In this section we are given as an example:

AAAACCCC TTTTGGGG

And told that: 5' (right) and 3' (left). Basic intuition would suggest the top strand (AAAACCCC) should be the reference here (ie, with respect to its left and right). Adapters are then put on either ends

XXXXAAAACCCCYYYY

So it appears that YYYY is the 5' adapter. But later in the section the text states

'As the read length grows longer than the DNA fragment size, it will start running into the 3' adapter...:' -----------> AAAACCCCYYYY

Making it seem that the YYYY is actually on the 3' end, not the 5' end. This is kind of confusing - which are the 5' and 3' ends here?

Otherwise have been enjoying the book, very clear and straight forward.

ialbert commented 3 years ago

Sorry about the confusion, I will reword the corresponding section.

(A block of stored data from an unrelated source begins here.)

PR #865, opened 2020-04-20
[BUGFIX] Enquote development tool paths for Windows

JakeQZ:
If the path-to-executable part of a command contains Unix-style path separators
(which are supported on Windows), it must be enclosed in double quotation marks
to work on Windows.

### DIFF
--- a/CHANGELOG.md
+++ b/CHANGELOG.md
@@ -68,7 +68,8 @@ This project adheres to [Semantic Versioning](https://semver.org/).
 
 ### Fixed
 - Make sure to use the Composer-installed development tools
-  ([#862](https://github.com/MyIntervals/emogrifier/pull/862))
+  ([#862](https://github.com/MyIntervals/emogrifier/pull/862),
+  [#865](https://github.com/MyIntervals/emogrifier/pull/865))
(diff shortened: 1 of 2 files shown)


oliverklee:
I'm not sure that "enquote" is a word. :-) Should it be "encode" or "quote" (or did you mash both together on purpose)?

JakeQZ:
> 
> 
> I'm not sure that "enquote" is a word. :-) Should it be "encode" or "quote" (or did you mash both together on purpose)?

It's [listed](http://www.engyes.com/en/dic-content/enquote) [in](https://en.wiktionary.org/wiki/enquote) [some](https://glosbe.com/en/en/enquote) [dictionaries](https://www.wordsense.eu/enquote/), though perhaps not the [most](https://www.collinsdictionary.com/spellcheck/english?q=enquote) [authoritative](https://chambers.co.uk/search/?query=enquote&title=21st).

The change could be committed with a different message if you prefer?

oliverklee:
> It's listed in some dictionaries, though perhaps not the most authoritative.

Ah, thanks, I've just learned something new! :-)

The directionality is best explained as an image like so:

  5' --------------> 3'

where the arrow indicates the direction that most processes that operate on a DNA take. For example DNA polymerase during transcription or the sequencing process within a sequencing instrument. But since DNA is double-stranded the in reality we simultaneously have

5' ---------------> 3'
3' <--------------  5' 

for the forward and reverse strands. If a gene is encoded in the DNA then, when the DNA polymerase splits the DNA it will proceed 5' to 3', left to right or right to left depending on which strand the gene is encoded on.

Adapters may be added to the 5' and 3' ends of each fragment, and the sequencing operates from 5' to 3' direction. I will check the exact wording I use and clear it up. Hence when the read length is short the sequencing may run into the adapter.

ChristianKKelley commented 3 years ago

That makes sense, thank you for the clarification!